■ Work request ■
Find all the lines in the material below with the word "changes", and copy them.

|---|

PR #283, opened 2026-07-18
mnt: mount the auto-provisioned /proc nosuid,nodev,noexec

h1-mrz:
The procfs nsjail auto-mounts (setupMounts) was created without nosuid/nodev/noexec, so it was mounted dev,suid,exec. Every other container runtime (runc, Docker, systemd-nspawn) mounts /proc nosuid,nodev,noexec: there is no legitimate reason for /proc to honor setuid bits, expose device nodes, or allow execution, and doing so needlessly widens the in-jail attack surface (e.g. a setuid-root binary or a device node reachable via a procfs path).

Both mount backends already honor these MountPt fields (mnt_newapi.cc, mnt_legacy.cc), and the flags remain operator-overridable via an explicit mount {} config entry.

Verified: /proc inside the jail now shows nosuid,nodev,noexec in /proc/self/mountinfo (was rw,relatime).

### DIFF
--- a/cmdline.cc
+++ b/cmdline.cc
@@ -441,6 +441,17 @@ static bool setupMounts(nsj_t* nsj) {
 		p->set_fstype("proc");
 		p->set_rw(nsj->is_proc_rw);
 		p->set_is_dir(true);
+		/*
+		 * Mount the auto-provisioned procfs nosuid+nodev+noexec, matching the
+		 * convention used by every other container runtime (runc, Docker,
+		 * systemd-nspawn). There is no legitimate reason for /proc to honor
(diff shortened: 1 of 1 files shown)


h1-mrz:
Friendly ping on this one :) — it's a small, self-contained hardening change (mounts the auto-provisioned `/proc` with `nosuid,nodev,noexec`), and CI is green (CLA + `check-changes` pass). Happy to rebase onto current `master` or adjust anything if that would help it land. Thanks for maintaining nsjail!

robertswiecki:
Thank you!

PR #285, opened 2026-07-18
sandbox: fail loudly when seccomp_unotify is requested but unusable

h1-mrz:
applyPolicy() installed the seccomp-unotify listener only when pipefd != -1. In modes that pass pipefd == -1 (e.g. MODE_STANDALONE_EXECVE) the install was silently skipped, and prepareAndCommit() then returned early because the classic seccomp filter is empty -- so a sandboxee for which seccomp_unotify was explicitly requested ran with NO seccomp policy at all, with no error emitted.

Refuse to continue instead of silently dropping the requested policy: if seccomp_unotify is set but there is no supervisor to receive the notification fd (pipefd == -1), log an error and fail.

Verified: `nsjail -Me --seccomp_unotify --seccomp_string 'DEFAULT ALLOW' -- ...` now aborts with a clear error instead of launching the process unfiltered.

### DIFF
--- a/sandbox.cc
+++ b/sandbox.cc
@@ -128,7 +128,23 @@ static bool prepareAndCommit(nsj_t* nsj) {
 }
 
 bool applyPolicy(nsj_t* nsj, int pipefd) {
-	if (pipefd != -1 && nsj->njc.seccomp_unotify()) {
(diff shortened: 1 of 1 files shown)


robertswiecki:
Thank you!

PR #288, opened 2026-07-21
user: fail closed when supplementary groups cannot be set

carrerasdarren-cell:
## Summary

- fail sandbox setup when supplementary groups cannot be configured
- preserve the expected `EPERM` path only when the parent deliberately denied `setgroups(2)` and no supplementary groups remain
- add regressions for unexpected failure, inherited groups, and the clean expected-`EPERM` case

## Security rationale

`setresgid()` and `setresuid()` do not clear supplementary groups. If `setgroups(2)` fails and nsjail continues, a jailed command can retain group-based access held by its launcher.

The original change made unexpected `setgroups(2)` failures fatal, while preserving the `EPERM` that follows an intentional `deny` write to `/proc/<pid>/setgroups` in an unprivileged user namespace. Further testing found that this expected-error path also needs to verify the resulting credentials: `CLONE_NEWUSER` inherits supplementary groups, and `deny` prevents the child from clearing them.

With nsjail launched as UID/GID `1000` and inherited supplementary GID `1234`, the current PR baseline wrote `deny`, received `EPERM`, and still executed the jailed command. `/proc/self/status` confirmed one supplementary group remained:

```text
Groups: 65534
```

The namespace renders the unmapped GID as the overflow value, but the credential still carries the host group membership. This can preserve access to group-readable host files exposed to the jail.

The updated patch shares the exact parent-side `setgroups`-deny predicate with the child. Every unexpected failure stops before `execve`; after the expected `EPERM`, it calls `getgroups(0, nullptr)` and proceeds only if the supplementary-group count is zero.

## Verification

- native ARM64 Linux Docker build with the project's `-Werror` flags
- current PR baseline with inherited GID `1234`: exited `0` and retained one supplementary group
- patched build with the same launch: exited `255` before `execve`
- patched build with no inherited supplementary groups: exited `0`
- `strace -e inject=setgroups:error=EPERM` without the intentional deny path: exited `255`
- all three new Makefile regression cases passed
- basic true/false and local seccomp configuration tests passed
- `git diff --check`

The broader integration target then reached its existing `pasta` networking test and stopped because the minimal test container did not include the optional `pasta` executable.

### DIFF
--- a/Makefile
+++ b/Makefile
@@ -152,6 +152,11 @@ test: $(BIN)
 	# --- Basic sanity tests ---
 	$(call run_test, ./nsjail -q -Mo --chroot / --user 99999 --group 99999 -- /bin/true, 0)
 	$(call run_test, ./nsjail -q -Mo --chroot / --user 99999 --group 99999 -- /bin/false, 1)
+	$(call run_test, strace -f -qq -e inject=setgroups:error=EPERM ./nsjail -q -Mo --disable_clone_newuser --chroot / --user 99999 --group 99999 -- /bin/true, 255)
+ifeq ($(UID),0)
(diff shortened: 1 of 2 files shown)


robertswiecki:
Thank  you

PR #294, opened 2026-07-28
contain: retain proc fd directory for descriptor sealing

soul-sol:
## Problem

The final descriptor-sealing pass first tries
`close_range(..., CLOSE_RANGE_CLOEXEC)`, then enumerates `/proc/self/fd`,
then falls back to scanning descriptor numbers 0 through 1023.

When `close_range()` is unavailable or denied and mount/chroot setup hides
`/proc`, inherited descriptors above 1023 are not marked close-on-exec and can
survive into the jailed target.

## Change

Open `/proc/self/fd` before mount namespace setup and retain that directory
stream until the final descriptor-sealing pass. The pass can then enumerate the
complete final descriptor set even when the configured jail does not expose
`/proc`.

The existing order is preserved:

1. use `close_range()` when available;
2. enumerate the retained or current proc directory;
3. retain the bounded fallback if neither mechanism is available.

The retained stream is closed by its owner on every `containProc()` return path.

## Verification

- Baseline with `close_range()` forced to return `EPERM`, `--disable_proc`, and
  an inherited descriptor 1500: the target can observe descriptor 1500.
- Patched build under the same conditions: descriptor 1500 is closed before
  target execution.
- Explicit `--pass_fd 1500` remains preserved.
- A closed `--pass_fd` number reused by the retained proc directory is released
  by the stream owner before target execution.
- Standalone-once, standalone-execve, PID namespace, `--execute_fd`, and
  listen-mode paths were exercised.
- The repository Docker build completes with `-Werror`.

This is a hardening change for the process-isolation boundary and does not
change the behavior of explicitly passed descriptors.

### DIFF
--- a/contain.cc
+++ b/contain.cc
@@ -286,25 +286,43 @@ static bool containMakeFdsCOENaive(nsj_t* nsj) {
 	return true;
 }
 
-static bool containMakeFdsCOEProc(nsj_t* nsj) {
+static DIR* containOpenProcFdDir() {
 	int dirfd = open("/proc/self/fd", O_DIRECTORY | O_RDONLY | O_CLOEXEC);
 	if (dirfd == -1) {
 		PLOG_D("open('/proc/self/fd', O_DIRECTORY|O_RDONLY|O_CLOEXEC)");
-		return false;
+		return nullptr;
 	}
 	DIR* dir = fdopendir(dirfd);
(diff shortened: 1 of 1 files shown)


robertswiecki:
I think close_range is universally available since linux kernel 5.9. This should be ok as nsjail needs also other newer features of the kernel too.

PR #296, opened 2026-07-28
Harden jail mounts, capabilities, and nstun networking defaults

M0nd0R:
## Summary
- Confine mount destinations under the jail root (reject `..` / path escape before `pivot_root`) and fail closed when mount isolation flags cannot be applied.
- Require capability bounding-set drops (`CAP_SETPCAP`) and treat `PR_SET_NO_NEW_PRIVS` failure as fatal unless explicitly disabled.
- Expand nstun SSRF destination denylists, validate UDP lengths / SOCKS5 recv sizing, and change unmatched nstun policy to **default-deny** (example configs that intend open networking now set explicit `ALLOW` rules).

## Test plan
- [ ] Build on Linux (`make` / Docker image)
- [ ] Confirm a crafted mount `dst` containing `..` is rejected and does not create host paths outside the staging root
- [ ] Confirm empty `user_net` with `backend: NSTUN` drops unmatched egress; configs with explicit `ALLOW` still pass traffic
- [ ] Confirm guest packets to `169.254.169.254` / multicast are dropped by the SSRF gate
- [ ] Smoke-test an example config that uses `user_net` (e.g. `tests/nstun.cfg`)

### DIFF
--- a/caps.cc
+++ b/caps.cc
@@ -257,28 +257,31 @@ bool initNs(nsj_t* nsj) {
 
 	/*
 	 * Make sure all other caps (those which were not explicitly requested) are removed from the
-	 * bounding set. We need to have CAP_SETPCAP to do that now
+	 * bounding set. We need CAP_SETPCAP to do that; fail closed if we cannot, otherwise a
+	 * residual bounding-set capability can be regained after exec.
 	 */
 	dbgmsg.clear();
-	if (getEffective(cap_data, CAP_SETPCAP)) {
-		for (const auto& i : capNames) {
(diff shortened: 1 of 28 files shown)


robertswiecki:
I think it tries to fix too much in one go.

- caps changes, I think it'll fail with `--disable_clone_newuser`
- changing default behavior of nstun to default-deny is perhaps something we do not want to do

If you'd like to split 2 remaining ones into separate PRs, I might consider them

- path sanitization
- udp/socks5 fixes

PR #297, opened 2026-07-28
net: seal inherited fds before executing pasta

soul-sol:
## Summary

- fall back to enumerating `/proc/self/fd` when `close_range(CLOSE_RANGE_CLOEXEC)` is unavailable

|---|

■ Task result ■
Friendly ping on this one :) — it's a small, self-contained hardening change (mounts the auto-provisioned `/proc` with `nosuid,nodev,noexec`), and CI is green (CLA + `check-changes` pass). Happy to rebase onto current `master` or adjust anything if that would help it land. Thanks for maintaining nsjail!
- caps changes, I think it'll fail with `--disable_clone_newuser`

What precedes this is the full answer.